### Input data:
☆ ☆ ☆ ☆ ☆

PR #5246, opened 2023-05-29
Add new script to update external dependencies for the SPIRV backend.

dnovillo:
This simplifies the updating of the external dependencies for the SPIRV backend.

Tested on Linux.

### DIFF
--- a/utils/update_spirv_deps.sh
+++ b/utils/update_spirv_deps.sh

☆ ☆ ☆ ☆ ☆

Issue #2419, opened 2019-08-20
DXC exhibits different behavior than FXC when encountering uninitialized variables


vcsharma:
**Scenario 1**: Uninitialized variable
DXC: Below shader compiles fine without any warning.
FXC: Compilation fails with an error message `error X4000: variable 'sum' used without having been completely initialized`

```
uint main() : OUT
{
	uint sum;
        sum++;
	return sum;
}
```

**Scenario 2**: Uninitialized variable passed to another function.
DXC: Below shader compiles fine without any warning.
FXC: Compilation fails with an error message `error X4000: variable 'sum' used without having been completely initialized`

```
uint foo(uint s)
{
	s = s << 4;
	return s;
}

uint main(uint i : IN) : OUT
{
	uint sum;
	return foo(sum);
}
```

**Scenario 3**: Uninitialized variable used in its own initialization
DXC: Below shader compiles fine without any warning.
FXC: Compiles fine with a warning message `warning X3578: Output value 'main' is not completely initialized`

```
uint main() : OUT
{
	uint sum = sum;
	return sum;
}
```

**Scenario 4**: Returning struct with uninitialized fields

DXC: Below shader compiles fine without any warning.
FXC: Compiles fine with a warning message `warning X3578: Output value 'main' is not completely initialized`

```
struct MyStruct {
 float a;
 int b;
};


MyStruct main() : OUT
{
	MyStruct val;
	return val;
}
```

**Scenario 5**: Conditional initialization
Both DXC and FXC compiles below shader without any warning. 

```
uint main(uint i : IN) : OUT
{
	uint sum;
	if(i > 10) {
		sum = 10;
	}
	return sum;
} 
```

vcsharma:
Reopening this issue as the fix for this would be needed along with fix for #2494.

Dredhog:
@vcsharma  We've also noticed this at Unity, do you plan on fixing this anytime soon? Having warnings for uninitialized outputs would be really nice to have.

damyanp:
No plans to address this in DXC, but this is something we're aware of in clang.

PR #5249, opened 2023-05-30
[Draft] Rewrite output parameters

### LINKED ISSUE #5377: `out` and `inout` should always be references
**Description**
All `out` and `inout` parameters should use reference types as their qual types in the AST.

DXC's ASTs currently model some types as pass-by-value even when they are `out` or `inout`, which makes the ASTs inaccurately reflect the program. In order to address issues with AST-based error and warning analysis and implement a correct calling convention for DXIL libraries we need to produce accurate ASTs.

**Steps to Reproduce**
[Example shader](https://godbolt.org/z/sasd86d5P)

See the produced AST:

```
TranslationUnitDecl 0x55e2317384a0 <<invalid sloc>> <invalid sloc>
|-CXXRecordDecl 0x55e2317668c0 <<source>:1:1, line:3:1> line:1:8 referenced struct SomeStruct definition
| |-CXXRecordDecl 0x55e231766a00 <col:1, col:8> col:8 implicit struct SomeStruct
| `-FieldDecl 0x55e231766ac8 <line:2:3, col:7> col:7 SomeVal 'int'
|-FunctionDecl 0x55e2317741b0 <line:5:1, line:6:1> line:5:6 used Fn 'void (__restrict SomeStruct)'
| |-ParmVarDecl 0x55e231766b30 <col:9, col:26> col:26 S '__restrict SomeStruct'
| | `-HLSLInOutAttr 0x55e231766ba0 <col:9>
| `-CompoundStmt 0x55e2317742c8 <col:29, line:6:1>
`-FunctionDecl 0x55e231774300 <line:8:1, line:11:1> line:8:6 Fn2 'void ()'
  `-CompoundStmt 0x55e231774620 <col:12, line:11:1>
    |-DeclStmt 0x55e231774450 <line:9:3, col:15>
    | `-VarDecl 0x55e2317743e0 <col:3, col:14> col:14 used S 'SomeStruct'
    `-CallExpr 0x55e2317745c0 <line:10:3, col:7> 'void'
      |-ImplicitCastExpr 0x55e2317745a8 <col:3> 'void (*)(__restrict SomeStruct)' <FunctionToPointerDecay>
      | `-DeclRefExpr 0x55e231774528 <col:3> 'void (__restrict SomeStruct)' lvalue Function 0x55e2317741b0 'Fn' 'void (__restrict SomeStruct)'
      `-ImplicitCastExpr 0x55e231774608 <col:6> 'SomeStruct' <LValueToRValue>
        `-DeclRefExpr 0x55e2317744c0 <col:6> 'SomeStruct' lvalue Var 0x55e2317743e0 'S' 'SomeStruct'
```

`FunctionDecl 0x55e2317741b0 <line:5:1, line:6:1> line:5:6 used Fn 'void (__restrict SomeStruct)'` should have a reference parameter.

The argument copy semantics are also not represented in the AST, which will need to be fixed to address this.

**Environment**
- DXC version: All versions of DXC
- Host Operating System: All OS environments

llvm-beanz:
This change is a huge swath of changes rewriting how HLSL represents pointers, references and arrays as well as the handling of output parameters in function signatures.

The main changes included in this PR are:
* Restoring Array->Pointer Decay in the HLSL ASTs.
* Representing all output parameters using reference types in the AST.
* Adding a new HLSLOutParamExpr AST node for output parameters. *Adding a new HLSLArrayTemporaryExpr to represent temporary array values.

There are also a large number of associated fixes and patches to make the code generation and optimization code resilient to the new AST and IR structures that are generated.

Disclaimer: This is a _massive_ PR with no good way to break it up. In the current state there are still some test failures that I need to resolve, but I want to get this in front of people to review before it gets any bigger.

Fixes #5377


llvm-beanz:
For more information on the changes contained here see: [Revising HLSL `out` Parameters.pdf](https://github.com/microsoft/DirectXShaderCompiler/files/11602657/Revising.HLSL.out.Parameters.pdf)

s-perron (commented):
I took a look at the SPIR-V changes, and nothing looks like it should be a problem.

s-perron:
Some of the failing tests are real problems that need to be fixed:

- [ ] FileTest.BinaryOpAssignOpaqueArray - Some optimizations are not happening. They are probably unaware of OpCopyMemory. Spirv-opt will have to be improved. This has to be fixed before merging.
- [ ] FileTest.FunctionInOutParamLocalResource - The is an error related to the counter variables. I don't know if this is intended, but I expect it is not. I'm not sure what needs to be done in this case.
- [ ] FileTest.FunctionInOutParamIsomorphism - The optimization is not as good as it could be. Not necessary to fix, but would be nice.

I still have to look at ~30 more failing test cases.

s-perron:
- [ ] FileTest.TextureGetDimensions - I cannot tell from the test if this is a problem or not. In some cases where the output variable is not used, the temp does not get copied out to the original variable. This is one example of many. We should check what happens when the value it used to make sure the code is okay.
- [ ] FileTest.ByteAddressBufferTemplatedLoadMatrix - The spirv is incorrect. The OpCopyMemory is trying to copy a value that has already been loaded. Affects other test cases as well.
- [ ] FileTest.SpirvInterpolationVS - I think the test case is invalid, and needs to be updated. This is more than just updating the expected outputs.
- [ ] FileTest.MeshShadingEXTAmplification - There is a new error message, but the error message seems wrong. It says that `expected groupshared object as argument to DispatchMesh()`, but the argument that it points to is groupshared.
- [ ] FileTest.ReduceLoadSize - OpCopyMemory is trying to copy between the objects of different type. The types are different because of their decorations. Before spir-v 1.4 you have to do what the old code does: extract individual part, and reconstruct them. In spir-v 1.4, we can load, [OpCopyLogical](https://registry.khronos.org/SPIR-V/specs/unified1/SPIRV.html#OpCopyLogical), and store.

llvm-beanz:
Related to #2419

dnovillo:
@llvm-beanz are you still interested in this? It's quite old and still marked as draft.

☆ ☆ ☆ ☆ ☆

### Goal of the exercise:
Across all the entries, how many lines hold the string "nice"? Only the number is needed.

### Task answer:
2